Case Report Open Access
Pseudohypoaldosteronism in Two Omani Siblings with a Novel Mutation in the SCNN1A Gene
Hala A.J. Al-Shaikh*
Senior Consultant Pediatric Endocrinologist, Muscat Private Hospital, P.O. Box 79, Code 133 alkhuwair, Oman.
*Corresponding author: Dr. Hala A.J. Al-Shaikh, Senior Consultant Pediatric Endocrinologist, Muscat Private Hospital, P.O. Box 79, Code 133 alkhuwair, Oman ; E-mail: @
Received:March 27, 2017; Accepted:April 03, 2017; Published:April 11, 2017
Citation: Al-Shaikh H. (2017) Pseudohypoaldosteronism in Two Omani Siblings with a Novel Mutation in the SCNN1A Gene. J Endocrinol Diab 4(2):1-4
Abstract
Background:Type1 PHA is a rare heterogeneous group of disorders with resistance to the action of Aldosterone. Biochemically, it is characterized by hyponatremia, hyperkalemia, metabolic acidosis and elevated serum Aldosterone and Renin. The systemic type is caused by a defect in the epithelial sodium channel causing retention of potassium and loss of sodium in the sweat, saliva, urine and stool. Presentation is usually in the neonatal period. It has an autosomal recessive mode of inheritance and is caused by mutations in one of the enac subunit genes (SCNN1A, SCNN1B, SCNN1C).

Objective:To demonstrate the mode of presentation, clinical course, challenges and treatment of systemic PHA Type 1 in two Omani siblings from the region of dho far.

Method:The clinical notes and lab results were obtained from the computerised medical records at the treating hospitals. Genetic analysis for the second sibling was carried out at the centogene Labs in Germany.
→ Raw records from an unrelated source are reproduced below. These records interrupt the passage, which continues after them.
PR #1713, opened 2024-11-19
Add SIA-R114: `<title>` is descriptive

Jym77:
Resolves II-8675.

The rule is currently kept as experimental until the backend can automate the answer.


rcj-siteimprove (approved):

packages/alfa-rules/test/sia-r114/rule.spec.tsx
```diff
@@ -0,0 +1,151 @@
...
+
+test("evaluate() is inapplicable to documents without title", async (t) => {
+  const document = h.document([
+    <html>
+      <div>Some text in English</div>
+    </html>,
+  ]);
+
+  t.deepEqual(await evaluate(R114, { document }), [inapplicable(R114)]);
+});
```
ricflams, line 133: These two tests are already defined earlier

ricflams (commented):
LGTM, but I found some duplicated code

packages/alfa-rules/test/sia-r114/rule.spec.tsx
Jym77: Fixed in #1715.

PR #1716, opened 2024-11-22
Add filtering of visible descendants in clickable box computation

rcj-siteimprove:
This PR fixes an issue in the clickable box computation where the bounding boxes of all descendants would be used. For invisible descendants their bounding boxes would be an empty rectangle located at (0, 0) and since we are letting the clickable area be the convex hull of the boxes (the smallest containing rectangle), this would give wildly incorrect clickable areas in some cases. This was uncovered after `<select>`s were made visible.

More work will be needed to refine how R111 and R113 use the clickable boxes for sizing and spacing detection.

### DIFF
--- a/.changeset/grumpy-games-fix.md
+++ b/.changeset/grumpy-games-fix.md
@@ -1,0 +1,7 @@
+---
+"@siteimprove/alfa-rules": minor
+---
+
+**Fixed:** The function `getClickableBox` now only considers visible descendants.
+
+The return type of the function was also changed from `Option` to `Result`.
--- a/.changeset/grumpy-games-fix.md
+++ b/.changeset/grumpy-games-fix.md
@@ -1,7 +1,5 @@
 ---
-"@siteimprove/alfa-rules": minor
+"@siteimprove/alfa-rules": patch
 ---
 
-**Fixed:** The function `getClickableBox` now only considers visible descendants.
-
-The return type of the function was also changed from `Option` to `Result`.
+**Fixed:** SIA-R111 and SIA-R113 now ignores invisible descendants of interactive elements when computing the clickable areas.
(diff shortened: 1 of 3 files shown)


.changeset/grumpy-games-fix.md
```diff
@@ -0,0 +1,7 @@
+---
+"@siteimprove/alfa-rules": minor
+---
+
+**Fixed:** The function `getClickableBox` now only considers visible descendants.
+
+The return type of the function was also changed from `Option` to `Result`.
```
Jym77, line 7:
```suggestion
---
"@siteimprove/alfa-rules": patch
---

**Fixed:** SIA-R111 and SIA-R113 now ignores invisible descendants of interactive elements when computing the clickable areas.
```
* Since we do not alter any public API (just an internal one), this is a `patch` bump (even if the `option` => `Result` change is not backward-compatible). If we want to emphasise that change (e.g. for our internal consumers), that would deserve a separate breaking changeset; but here it should be OK since nobody else than Alfa is using this function.
* Since the actual change is not really exposed to users, the changeset should focus on the visible fix, i.e. the improvements in the rules.

Jym77 (dismissed):

packages/alfa-rules/src/common/dom/get-clickable-box.ts
```diff
@@ -2,39 +2,55 @@ import { Cache } from "@siteimprove/alfa-cache";
...
+ * or an error if the element or one of its descendants doesn't have a bounding box
+ * or if the element itself is not visible.
  *
  * @remarks
  * This function assumes that the element can receive pointer events, i.e. is clickable.
  * If called on an element that is not clickable, the function will still return the
  * the area that would be clickable if the element could receive pointer events.
  *
+ * The clickable box is approximated by the smallest rectangle containing
+ * the bounding boxes of the element and all it's visible descendants.
```
rcj-siteimprove, line 24:
```suggestion
 * the bounding boxes of the element and all its visible descendants.
```

Jym77 (approved):

PR #1720, opened 2024-11-25
Add memoization to `Cache`

Jym77:


packages/alfa-aria/src/dom/predicate/is-programmatically-hidden.ts
```diff
@@ -34,39 +34,32 @@ export function isProgrammaticallyHidden(
...
+    (node: Node) =>
+      node.parent(Node.fullTree).some(_hasHiddenAncestors(device, context)),
+  );
 }
+
+const hasHiddenAncestors = Cache.memoize<
+  unknown,
+  [Device, Context],
+  Predicate<Node>
+>(_hasHiddenAncestors);
```
Jym77, line 65: I'm not sure why TS needs some skaffolding here, but not in the simple cases in the tests 🤷

packages/alfa-aria/src/dom/predicate/is-programmatically-hidden.ts
```diff
@@ -34,39 +34,32 @@ export function isProgrammaticallyHidden(
   );
 }
 
-const cache = Cache.empty<Device, Cache<Context, Cache<Node, boolean>>>();
-
-function hasHiddenAncestors(
+function _hasHiddenAncestors(
```
Jym77, line 37: This is just a demo of using the new decorator, not directly related to the changes.

packages/alfa-aria/src/dom/predicate/is-programmatically-hidden.ts
```diff
@@ -34,39 +34,28 @@ export function isProgrammaticallyHidden(
...
+          device,
+          context,
         ),
-      );
+        hasAttribute("aria-hidden", equals("true")),
+      ),
+    ),
+    // Or its parent is programmatically hidden
+    (node: Node) =>
+      node.parent(Node.fullTree).some(_hasHiddenAncestors(device, context)),
```
rcj-siteimprove, line 57: **Question:** Is it on purpose the call is to `_hasHiddenAncestors` and not `hasHiddenAncestors`? I can't tell if it makes a difference, but in the original code, in the recursion the cache would be used, but now it's going to recurse without the cache, I think.

Jym77: Ouch. Good point. 🤔

rcj-siteimprove (approved):
Nice 👏🏼

PR #1721, opened 2024-11-28
Expose ariaAllowedAttributes on ARIA Element

srnjcbsn:
The logic is moved from R18 implementation and made public.

Should we also have a `prohibitedAttributes()` function on the Element type, for symmetry?


.changeset/twenty-boxes-complain.md
```diff
@@ -0,0 +1,8 @@
+---
+"@siteimprove/alfa-rules": minor
+"@siteimprove/alfa-aria": minor
+---
+
+**Added:** Expose "allowedAttributes" on ARIA Element type.
```
Jym77, line 6:
```suggestion
**Added:** Expose `allowedAttributes` on ARIA Element type.
```
This will be rendered as markdown in the changelog.

packages/alfa-aria/src/node/element.ts
```diff
@@ -115,6 +119,65 @@ export class Element extends Node<"element"> {
       ...this._children.map((child) => String.indent(child.toString())),
     ].join("\n");
   }
+
+  private static allowedAttributesForInputType(
+    inputType: InputType
+  ): readonly Attribute.Name[] {
```
Jym77, line 125:
```suggestion
  ): ReadonlyArray<Attribute.Name> {
```
We usually use the `Array<T>` type syntax rather than `T[]` 🤷

packages/alfa-aria/src/node/element.ts
```diff
@@ -115,6 +119,65 @@ export class Element extends Node<"element"> {
...
+      default:
+        return [];
+    }
+  }
+
+  /**
+   * The attributes that are allowed on this element, taking into consideration ARIA in HTML conformance requirements.
+   * See {@link https://w3c.github.io/html-aria/#docconformance}
+   */
+  public allowedAttributes(): readonly Attribute.Name[] {
```
Jym77, line 157:
```suggestion
  public allowedAttributes(): ReadonlyArray<Attribute.Name> {
```

Jym77:
> Should we also have a `prohibitedAttributes()` function on the Element type, for symmetry?

No. YAGNI. We'll move it when we need it…

Jym77:
The Integrate workflows fails because it detects change in the API (the new method) that has not been registered in the docs.

You can extract the new API by using `yarn extract packages/alfa-aria` and committing the changed file. It can also be done automagically from the PR by commenting `!pr extract` (note do not push before that workflow ends, or it will fail to push its results…) I'll do that in the next comment.

Jym77:
!pr extract

srnjcbsn:
> The Integrate workflows fails because it detects change in the API (the new method) that has not been registered in the docs.
> 
> You can extract the new API by using `yarn extract packages/alfa-aria` and committing the changed file. It can also be done automagically from the PR by commenting `!pr extract` (note do not push before that workflow ends, or it will fail to push its results…) I'll do that in the next comment.

I ran it locally and force pushed approximately when you were writing that comment, I think (hadn't noticed you had started reviewing, so I thought I could sneak it in)

Jym77 (approved):

Issue #1733, opened 2024-12-12
Consider making all constructors protected instead of private


Jym77:
Most of our classes constructors are `private`. This effectively prevents the classes to be extended as it prevents a call to `super`.
We should maybe make them `protected` which would let consumers extends the classes if they want to enrich the data.

Jym77:
Done.

PR #1735, opened 2024-12-18
Protected constructors

Jym77:
Part of #1733

* Make constructors that are not part of a Singleton pattern `protected` instead of `private`. This let consumers extend the class if they want.
* Fix a missing singleton pattern.


Jym77:
!pr extract

rcj-siteimprove (approved):

PR #1736, opened 2024-12-18
Make packages type-only

### LINKED ISSUE #1732: Improve handling of type-only packages.
We have several packages that only export types. These still have an `index.ts` file which `export * from "foo.ts"`. We should at the very least replace it by `export type *`, and probably look into ways of only packaging the `.d.ts` files as the rest is useless.

Jym77:
Resolves #1732

The "missing" `main` in `package.json` is what DefiniteylTyped does ([example](https://github.com/DefinitelyTyped/DefinitelyTyped/blob/master/types/node/package.json)), so it should be good enough.


rcj-siteimprove (approved):
👏🏼

PR #1745, opened 2025-01-22
Package skaffolding

Jym77:
Add a script to create an Alfa package/workspace with a default configuration.


packages/alfa-toolchain/src/create-alfa-package.ts
```diff
@@ -0,0 +1,197 @@
...
+git.add([
+  path.join(packageDir, "src", "index.ts"),
+  path.join(packageDir, "CHANGELOG.md"),
+  path.join(packageDir, "config", "api-extractor.json"),
+  path.join(packageDir, "README.md"),
+  path.join(packageDir, "tsconfig.json"),
+  path.join(packageDir, "src", "tsconfig.json"),
+  path.join(packageDir, "test", "tsconfig.json"),
+  path.join(packageDir, "package.json"),
+]);
```
rcj-siteimprove, line 191: **Question: ** It looks like this is the only place simple-git is used. Why not just let the user manually add the files after running the script? Not that it matters much though.

rcj-siteimprove (approved):
Nice addition 💪🏼

PR #1756, opened 2025-02-06
New package `alfa-painting-order`

rcj-siteimprove:
This PR introduces a new package which contains functionality for computing the painting order of HTML elements based on the specification: https://drafts.csswg.org/css2/#painting-order.

The process for computing the painting order is fairly complex and that reflects in the implementation. This is the first step to make something that works in most common use cases. There are possibly room for caching some computations and other optimizations as well as making the algorithm easier to follow and less error-prone.

The current implementation does not consider scrolling frames, but that could be a logical next step if needed.

The painting order can be used for e.g. detecting if elements are fully or partially covered by other elements, which is relevant when determining the clickable area of an element. More on that in future PRs.


packages/alfa-painting-order/src/painting-order.ts
```diff
@@ -0,0 +1,241 @@
...
+      }
+    }
+
+    for (const blockLevel of blockLevels) {
+      if (!defer && createsSC(blockLevel)) {
+        paint(blockLevel, canvas);
+      } else {
+        canvas.push(blockLevel);
+      }
+    }
```
Jym77, line 207: **Suggestion:** It looks like this loop could be refactored by abstracting the array it traverses and the second part of the predicate.
The `positionedOrStackingContexts` can also be split at negative `z-index` and thus the first and last loops also fit in that refactoring.

packages/alfa-painting-order/src/painting-order.ts
```diff
@@ -0,0 +1,241 @@
...
+    canvas: Array<Element>,
+    options: { defer?: boolean } = {
+      defer: false,
+    },
+  ): void {
+    const { defer = false } = options;
+    const positionedOrStackingContexts: Array<Element> = [];
+    const blockLevels: Array<Element> = [];
+    const floats: Array<Element> = [];
+    const inlines: Array<Element> = [];
```
Jym77, line 91: **Suggestion:** It feels like we could use an abstraction ("layer"?) to wrap these. Then `distributeIntoLayers` would produce that abstraction and the next step of pushing things in the `canvas` is a `.toPaintingOrder` (or `.fromLayer`) builder.

packages/alfa-painting-order/src/painting-order.ts
```diff
@@ -0,0 +1,241 @@
...
+      inlines.push(element);
+    }
+
+    function traverse(element: Element) {
+      for (const child of element
+        .children(Node.fullTree)
+        .filter(and(Element.isElement, rendered))) {
+        distributeIntoLayers(child);
+
+        if (or(isPositioned, isFloat, createsSC)(child)) {
```
Jym77, line 168: **Suggestion:** It seems that this test is more or less the same that the one(s) in `distributeIntoLayers` that decide to recurse in the subtree. It feels smelly to have that in two places (and error prone if we change one), especially given that they are not written exactly the same way. Not sure how we can improve that, though.

Jym77 (changes requested):
Looks good. Some code organisation comments.

rcj-siteimprove:
!pr extract

rcj-siteimprove:
!pr extract

packages/alfa-painting-order/src/painting-order.ts
rcj-siteimprove: I tried to get the abstraction right and I think it should be doable, but I'd like to do it however as part of a future improvement PR. I think, in any case, that I am going to improve on this once we start using it.

packages/alfa-painting-order/src/painting-order.ts
rcj-siteimprove: Same as the above comment, I'd like to improve on this and make the code better structured in the near future.

rcj-siteimprove:
@Jym77 I addressed most of the comments, except two that I would like to look into in a follow up PR, but after the other work that depend on this one (using it to compute clickable area).

packages/alfa-painting-order/src/painting-order.ts
```diff
@@ -0,0 +1,286 @@
...
+  public static of(elements: Iterable<Element>): PaintingOrder {
+    return new PaintingOrder(Array.from(elements));
+  }
+
+  private readonly _elements: Array<Element>;
+
+  protected constructor(elements: Array<Element>) {
+    this._elements = elements;
+  }
+
```
Jym77, line 42:
```suggestion

public get elements(): Iterable<Element> {
  return this._elements;
}

```

packages/alfa-painting-order/src/painting-order.ts
```diff
@@ -0,0 +1,286 @@
...
+  public equals(value: this): boolean;
+  public equals(value: unknown): value is this;
+  public equals(value: unknown): boolean {
+    return (
+      value === this ||
+      (PaintingOrder.isPaintingOrder(value) &&
+        Array.equals(value._elements, this._elements))
+    );
+  }
+  public hash(hash: Hash): void {
```
Jym77, line 52:
```suggestion
  }
  
  public hash(hash: Hash): void {
```

packages/alfa-painting-order/src/painting-order.ts
```diff
@@ -0,0 +1,286 @@
...
+
+  protected constructor(elements: Array<Element>) {
+    this._elements = elements;
+  }
+
+  public equals(value: this): boolean;
+  public equals(value: unknown): value is this;
+  public equals(value: unknown): boolean {
+    return (
+      value === this ||
```
Jym77, line 47:
```suggestion
```
We usually don't have the physical equality test in our `.equals` (which does indeed make them less efficient in that case, but that is hopefully a rare case 🤔

packages/alfa-painting-order/src/painting-order.ts
```diff
@@ -0,0 +1,286 @@
...
+   * @public
+   */
+  export const from = Cache.memoize(function (
+    root: Element,
+    device: Device,
+  ): PaintingOrder {
+    return PaintingOrder.of(paint(device, root, Sequence.empty()));
+  });
+
+  const getZLevel = Cache.memoize(function (device: Device, element: Element) {
```
Jym77, line 101: **Suggestion:** This looks cheap to compute (because computed styles are already cached) and probably doesn't need to be cached.

packages/alfa-painting-order/src/painting-order.ts
```diff
@@ -0,0 +1,286 @@
...
+
+  function paint(
+    device: Device,
+    element: Element,
+    canvas: Sequence<Element>,
+    options: { defer?: boolean } = {
+      defer: false,
+    },
+  ): Sequence<Element> {
+    const { defer = false } = options;
```
Jym77, line 149: **Suggestion:** This defines the default for `defer` twice, which can get confusing. E.g. if the second one changes to `const { defer = true } = options`, it requires `options` to be `{}` in order to trigger (`undefined` will get the other default value).

packages/alfa-painting-order/src/painting-order.ts
```diff
@@ -0,0 +1,286 @@
...
+    const [negatives, nonNegatives] = sortAndSplitByZLevel(
+      device,
+      positionedOrStackingContexts,
+    );
+
+    canvas = paintLayer(device, canvas, negatives, element, defer);
+    canvas = paintLayer(device, canvas, blockLevels, element, defer);
+    canvas = paintLayer(device, canvas, floats, element, defer);
+    canvas = paintLayer(device, canvas, inlines, element, defer);
+    canvas = paintLayer(device, canvas, nonNegatives, element, defer);
```
Jym77, line 251: **Note:** It looks like `paintLayer` is only adding to the canvas, not changing more. So it could just return the new elements and this would be a big `canvas.concat`.

Probably for another time, though.

Jym77 (changes requested):

packages/alfa-painting-order/src/painting-order.ts
rcj-siteimprove: That makes sense, I'll keep that in mind for the future.

rcj-siteimprove:
!pr extract

Jym77 (approved):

Results:Both siblings presented in the first week of life. The first sibling had a more severe clinical course with skin manifestations. The clinical course was complicated by recurrent episodes of severe chest infections and electrolyte imbalance. Feeding difficulty and treatment of the electrolyte imbalance were challenges to the treating physician.Genetic analysis for the second sibling confirmed a novel mutation in the (SCNN1A) subunit gene of the (enac),

Conclusion:Systemic Type 1 PHA presents as a neonatal emergency and is one of the differential diagnoses of neonatal hyperkalemia and hyponatremia. It can very well be confused with Congenital Adrenal Hyperplasia. The severity and extent of manifestations may differ within the same family. The disease can get milder with advancing age. Genomic testing for the carrier state in the asymptomatic siblings is recommended as well as in the parents to detect homozygosityor compound heterozygosity.
Introduction
Pseudohypoaldosteronism results from resistance to the hormone Aldosterone responsible for the regulation of sodium and potassium homeostasis. Its main site of action is the epithelial cells of the renal collecting ducts. By binding to the intracytoplasmic mineralocorticoid receptor (MR), it acts as a transcription factor. Transcription of signaling factors result in the accumulation of enac at the plasma membrane, promoting sodium transport into the epithelial cells. Sodium is then removed at the baso-lateral membrane of the cell by the sodium-potassium at pase [1]. Genetic mutations in the NR3C2 gene that encodes the mineralocorticoid receptor (MR) result in autosomal dominant renal Pseudohypoaldosteronism [2,3], while mutations in one of the enac subunit genes (SCNN1A, SCNN1B, SCNN1C) cause more severe autosomal recessive systemic Pseudohypoaldosteronism, [4,5]. The clinical presentation of Pseudohypoaldosteronism varies from the mere elevation of Plasma Renin Activity and Aldosterone to severe salt losing crisis with hypotensive shock [6]. In this report the initial presentation, clinical course, challenges and treatment of two Omani siblings from the region of Dhofar,
with systemic pseudohypoaldosteronism will be described.
Case Report
The index case is currently 11 years old, Omani male, a product of consanguineous marriage, born at term by SVD to a primigravida. Birth weight was 3.2 kg and APGARS 7 and 9 at 1 and 5 minutes consecutively. There was thin stained meconium liquor and he was kept in the SCBU for observation with an uneventful stay. He was discharged on day 4 and was feeding well. He presented to the Emergency Department on day 6 of age with fever, vomiting, loose motion and excessive sweating of one day duration. On admission he was in a state of shock with severe dehydration, cyanosis, bradycardia andunrecordable blood pressure. He was resuscitated with ET intubation, IPPV, Adrenaline and cardiac massage along with repeated boluses of Normal Saline and Sodium Bi-carb. Cardiac monitoring showed prolonged QRS complexes with peaked T waves. Investigations revealed hyperkalemia, hyponatremia with metabolic acidosis. Cagluconate, Sodium Resonium and Nebulised Salbutamol were added to the treatment regime, Congenital Adrenal Hyperplasia was anticipated and Cortisol and Fludrocortisone were given. Ampicillin and Cefotaxime started after sending, blood, urine and CSF for culture to rule out sepsis. He was extubated after 3 days and discharged home on Sodium Bicarb, Sodium Chloride, Cortisol and Fludrocortisone.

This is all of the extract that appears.